Furthermore, he said he worries that, if there were time limits on how long a city could be under monitoring, those who want to resist the effort would just “wait it out.”

The administration’s comments about the monitor and the reforms he is pushing are in contrast to those made months ago.

As recently as February, City Attorney Esteban Aguilar defended Ginger against those who said he was “changing the goalposts” or “prolonging the process for his own financial gain.”

“He’s an officer of the court, he represents the judge, and he is the eyes and ears. So he has a responsibility to accurately portray that information and communicate that,” Aguilar said at the time.

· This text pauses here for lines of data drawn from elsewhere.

PR #28360, opened 2026-04-11
fix(core): Use RFC-style default outbound User-Agent

### LINKED ISSUE #28280: WooCommerce node (and others) send bare "n8n" User-Agent string, causing requests to be blocked by WAFs
### Bug Description

n8n sends a bare n8n string as its User-Agent header on outbound HTTP requests. This is not a valid UA string and causes requests to be blocked by Web Application Firewalls (WAFs) that enforce UA string standards. Affected sites return 403 errors with the reason "Bad User-Agent," breaking integrations completely. The only workaround is to abandon native nodes and rebuild them as HTTP Request nodes with a manually set User-Agent header.

Image

### To Reproduce

1. Create a workflow using any native n8n node that makes outbound HTTP requests (e.g. WooCommerce)
2. Target a site protected by a WAF with UA string validation (e.g. SiteDistrict firewall)
3. Execute the workflow
4. Observe requests blocked with HTTP 403 and block reason: "Bad User-Agent"
5. Note: the issue also affects credential testing — the WooCommerce credential test fails with "resource could not be found" because the WAF blocks the test request before it reaches the server

Image

I've also used https://wizardacademy.org/wp-json/wc/v3 and https://wizardacademy.org/wp-json/wc/v3/ as the URL

### Expected behavior

n8n should send a properly formatted User-Agent string that identifies the application, version, and vendor per RFC convention, for example:
Mozilla/5.0 (compatible; n8n/1.0; +https://n8n.io/)
This would allow outbound requests to pass WAF validation and reach their target servers without being blocked.

### Debug Info

I cannot access the debug because I cannot save the node due to the inability to connect to WooCommerce.

# Debug info

## core

- n8nVersion: 1.123.27
- platform: docker (cloud)
- nodeJsVersion: 24.13.1
- nodeEnv: production
- database: sqlite
- executionMode: regular
- concurrency: 5

## storage

- success: all
- error: all
- progress: false
- manual: true
- binaryMode: filesystem

## pruning

- enabled: true
- maxAge: 168 hours
- maxCount: 2500 executions

## client

- userAgent: mozilla/5.0 (macintosh; intel mac os x 10_15_7) applewebkit/537.36 (khtml, like gecko) chrome/146.0.0.0 safari/537.36
- isTouchDevice: false

Generated at: 2026-04-10T02:00:28.232Z

### Operating System

unknown

### n8n Version

1.123.27

### Node.js Version

unknown

### Database

SQLite (default)

### Execution mode

main (default)

### Hosting

n8n cloud

muhammadosama984:
## Summary
- replace the default outbound `User-Agent` from bare `n8n` to a WAF-friendly RFC-style token (`Mozilla/5.0 (compatible; n8n/<version>; +https://n8n.io/)`)
- add a dedicated utility to resolve n8n version for outbound headers while preserving explicit user overrides
- add unit and integration tests covering user-agent generation and runtime request behavior
- implemented from a Cursor-assisted workflow

- Fixes #28280
- https://github.com/n8n-io/n8n/issues/28280

## Test plan
- `cd packages/core && pnpm exec jest src/execution-engine/node-execution-context/utils/__tests__/outbound-user-agent.test.ts src/execution-engine/node-execution-context/utils/__tests__/outbound-user-agent.integration.test.ts src/execution-engine/node-execution-context/utils/__tests__/request-helper-functions.test.ts --no-cache`

## Review / Merge checklist
- [x] Tests included.
- [ ] PR Labeled with `Backport to Beta`, `Backport to Stable`, or `Backport to v1` (if needed)

### DIFF
--- a/packages/core/src/execution-engine/node-execution-context/utils/outbound-user-agent.ts
+++ b/packages/core/src/execution-engine/node-execution-context/utils/outbound-user-agent.ts
@@ -1,0 +1,31 @@
+import { join } from 'node:path';
+
+const N8N_PRODUCT_URL = 'https://n8n.io/';
+
+function readN8nVersion(): string {
+	try {
+		// require self-caches, so repeated calls are cheap
+		// eslint-disable-next-line @typescript-eslint/no-require-imports
+		const pkg = require(join(__dirname, '../../../../package.json')) as { version: string };
+		return pkg.version;
+	} catch {
+		return '0.0.0';
+	}
+}
+
+/**
+ * Builds the default User-Agent for n8n-initiated HTTP requests when none is set.
+ * Uses a conventional browser-style token so strict WAFs accept the value.
+ *
+ * @see https://github.com/n8n-io/n8n/issues/28280
+ */
+export function buildDefaultN8nOutboundUserAgent(version: string): string {
+	return `Mozilla/5.0 (compatible; n8n/${version}; +${N8N_PRODUCT_URL})`;
+}
+
+/**
+ * Default User-Agent for n8n outbound HTTP requests (e.g. native integration nodes).
+ */
+export function getDefaultN8nOutboundUserAgent(): string {
+	return buildDefaultN8nOutboundUserAgent(readN8nVersion());
+}
--- a/packages/core/src/execution-engine/node-execution-context/utils/__tests__/outbound-user-agent.integration.test.ts
+++ b/packages/core/src/execution-engine/node-execution-context/utils/__tests__/outbound-user-agent.integration.test.ts
@@ -1,0 +1,33 @@
+import nock from 'nock';
+
+import { getDefaultN8nOutboundUserAgent } from '../outbound-user-agent';
+import { httpRequest } from '../request-helper-functions';
+
+/** Exercises the full httpRequest → axios path for the default User-Agent. */
+describe('Outbound User-Agent (httpRequest integration)', () => {
+	const baseUrl = 'https://example.com';
+
+	beforeEach(() => {
+		nock.cleanAll();
+	});
+
+	afterEach(() => {
+		nock.cleanAll();
+	});
+
+	it('sends RFC-style default User-Agent when none is provided', async () => {
+		const scope = nock(baseUrl, {
+			reqheaders: {
+				'user-agent': getDefaultN8nOutboundUserAgent(),
+			},
+		})
+			.get('/outbound-user-agent-integration')
+			.reply(200, { success: true });
+
+		await expect(
+			httpRequest({ method: 'GET', url: `${baseUrl}/outbound-user-agent-integration` }),
+		).resolves.toEqual({ success: true });
+
+		scope.done();
+	});
+});
--- a/packages/core/src/execution-engine/node-execution-context/utils/__tests__/outbound-user-agent.test.ts
+++ b/packages/core/src/execution-engine/node-execution-context/utils/__tests__/outbound-user-agent.test.ts
@@ -1,0 +1,30 @@
+import {
+	buildDefaultN8nOutboundUserAgent,
+	getDefaultN8nOutboundUserAgent,
+} from '../outbound-user-agent';
+
+describe('outbound-user-agent', () => {
+	it('buildDefaultN8nOutboundUserAgent uses a conventional product token', () => {
+		expect(buildDefaultN8nOutboundUserAgent('1.2.3')).toBe(
+			'Mozilla/5.0 (compatible; n8n/1.2.3; +https://n8n.io/)',
+		);
+	});
+
+	it('getDefaultN8nOutboundUserAgent returns a non-empty string', () => {
+		const ua = getDefaultN8nOutboundUserAgent();
+		expect(ua).toMatch(/^Mozilla\/5\.0 \(compatible; n8n\/.+; \+https:\/\/n8n\.io\/\)$/);
+	});
+
+	it('getDefaultN8nOutboundUserAgent falls back to 0.0.0 when package.json cannot be read', () => {
+		let ua: string | undefined;
+		jest.isolateModules(() => {
+			jest.mock('../../../../../package.json', () => {
+				throw new Error('Module not found');
+			});
+			// eslint-disable-next-line @typescript-eslint/no-require-imports
+			const mod = require('../outbound-user-agent') as typeof import('../outbound-user-agent');
+			ua = mod.getDefaultN8nOutboundUserAgent();
+		});
+		expect(ua).toBe('Mozilla/5.0 (compatible; n8n/0.0.0; +https://n8n.io/)');
+	});
+});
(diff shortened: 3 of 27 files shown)


packages/core/src/execution-engine/node-execution-context/utils/outbound-user-agent.ts
```diff
@@ -0,0 +1,65 @@
...
+ * Resolves the running n8n version for outbound HTTP User-Agent strings.
+ */
+export function resolveN8nVersionForUserAgent(): string {
+	if (process.env.N8N_VERSION) {
+		return process.env.N8N_VERSION;
+	}
+	if (cachedVersion !== undefined) {
+		return cachedVersion;
+	}
+	cachedVersion = readN8nCliVersion() ?? readN8nCorePackageVersion() ?? '0.0.0';
```
BerniWittmann: This whole file feels over engineered. I would propose just reading the package.json version. require should self-cache if i'm not mistaken, and the different packages cli and core anyhow get the same version on releases

BerniWittmann (changes requested):
Thanks for addressing this issue 🙌 , however I have some comments on this PR. 
Also I think there are some nodes (e.g. GitHub Spotify, etc) that hard code the user Agent to n8n in their respective node files, which we should remove as well for them to utilize RFC conforming User Agent

muhammadosama984:
@BerniWittmann Addressed both review points: simplified outbound-user-agent.ts to use package.json via require caching, and removed hard-coded node User-Agent values so affected nodes use the RFC-style default.

BerniWittmann (changes requested):
Changes look good :+1: 
Thanks for the quick turnaround. 
I think there are still some hardcoded UA headers in credential files: 
`nodes-base/credentials/PerplexityApi.credentials.ts`
`nodes-base/credentials/DropcontactApi.credentials.ts`
`nodes-base/credentials/RundeckApi.credentials.ts`

Once these have been fixed, this is ready to be merged :)

muhammadosama984:
@BerniWittmann 
Implemented: removed hardcoded User-Agent headers from Dropcontact, Perplexity, and Rundeck credential files so they now use the RFC-style default outbound User-Agent.

pmboomer:
Happy to test this branch against our WAF‑protected WooCommerce and WordPress sites if that’s helpful. This would unblock several workflows for us.

BerniWittmann (approved):
Great work, thank you very much 🙌

muhammadosama984:
@BerniWittmann 
I noticed a few checks were missing in this PR. Let me know if you want me to help add them.

Joffcom:
We may need to revert the changes for nodes that specifically set the value as these were added specially for tracking those values.

We will need to let people know about this change as it could be breaking for them if we don't plan to revert the node specific options.

BerniWittmann:
@Joffcom you're raising a good point about compatibility

I think most of them are just removing the expliciteness (`n8n` user agents did not differ from default). Changing the default user agent should only affect WAF rules (other rules) where there is an exact matching on the UA, substring matches should not break. 

However, I found that this PR also changes some Nodes that used different than the default `n8n` UA aka should definitely be reverted
- HaloPSA Node (UA: `https://n8n.io`)
- OnFleet Node (UA: `n8n-onfleet`)
- OpenThesaurus Node (UA: `https://n8n.io`)
- Plivo Node (UA: `plivo-n8n`)

@muhammadosama984: Maybe it would also help if you squash your commits into one with a clear commit message about changing the default User Agent for the changelog for better indicating this change.

packages/nodes-base/nodes/HaloPSA/GenericFunctions.ts
```diff
@@ -73,7 +73,6 @@ export async function haloPSAApiRequest(
 		let options: IRequestOptions = {
 			headers: {
 				Authorization: `Bearer ${accessToken}`,
-				'User-Agent': 'https://n8n.io',
```
BerniWittmann, line 76: specific user agent

packages/nodes-base/nodes/Onfleet/GenericFunctions.ts
```diff
@@ -27,7 +27,6 @@ export async function onfleetApiRequest(
 	const options: IRequestOptions = {
 		headers: {
 			'Content-Type': 'application/json',
-			'User-Agent': 'n8n-onfleet',
```
BerniWittmann, line 30: specific user agent

packages/nodes-base/nodes/Onfleet/Onfleet.node.ts
```diff
@@ -131,7 +131,6 @@ export class Onfleet implements INodeType {
 				const options: IRequestOptions = {
 					headers: {
 						'Content-Type': 'application/json',
-						'User-Agent': 'n8n-onfleet',
```
BerniWittmann, line 134: specific user agent

packages/nodes-base/nodes/OpenThesaurus/GenericFunctions.ts
```diff
@@ -21,9 +21,6 @@ export async function openThesaurusApiRequest(
 ): Promise<any> {
 	try {
 		let options = {
-			headers: {
-				'User-Agent': 'https://n8n.io',
```
BerniWittmann, line 25: specific user agent

packages/nodes-base/nodes/Plivo/GenericFunctions.ts
```diff
@@ -25,9 +25,6 @@ export async function plivoApiRequest(
 	}>('plivoApi');
 
 	const options: IRequestOptions = {
-		headers: {
-			'user-agent': 'plivo-n8n',
```
BerniWittmann, line 29: specific user agent

BerniWittmann (changes requested):
I have marked the nodes/changes where an explicitly (non default) user agent was set

muhammadosama984:
@BerniWittmann All review comments have been addressed:

- **Restored specific custom User-Agent values** for the four nodes you flagged — HaloPSA (`https://n8n.io`), Onfleet (`n8n-onfleet`), OpenThesaurus (`https://n8n.io`), and Plivo (`plivo-n8n`) — these were incorrectly removed in the previous iteration and are now back to their original values.
- **Added a test** covering the `catch` fallback branch in `readN8nVersion` (the 1 missing line flagged by Codecov).
- **Squashed all commits into one** with a clear commit message for the changelog.

Would appreciate a re-review when you get a chance. Thank you!

BerniWittmann:
Hi @muhammadosama984 
We had an internal discussion on how to approach this, especially focusing on not breaking stuff for users who rely on the n8n user agent and tracking of requests coming from n8n. 
So i will close this pr in favor of https://github.com/n8n-io/n8n/pull/28771
But dont worry, I list you as Co-Author, for it to show up as your contribution. Thanks for all the effort 🙌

Gallegos also did not respond to questions about whether the city’s view of the monitor has changed.

“Nobody has suggested we are done with the reform process,” he said instead. “Chief (Harold) Medina has emphasized that a lot of progress has been made, but not necessarily acknowledged in monitoring reports. Nevertheless, Chief Medina has been candid about the need for continuous reform of our processes to ensure culture change is here to stay. Chief Medina has also highlighted many areas where the monitoring process has stifled his ability as Chief to put more resources toward fighting crime.”

In a statement, Medina said APD has made “tremendous progress” in changing the culture in the department.

“But the public also deserves a fully staffed police department that has the resources to focus on fighting crime,” he said. “The pendulum has swung too far in the wrong direction where officers do not feel supported. We need the local flexibility to ensure we can balance fighting crime while protecting the rights of all citizens.”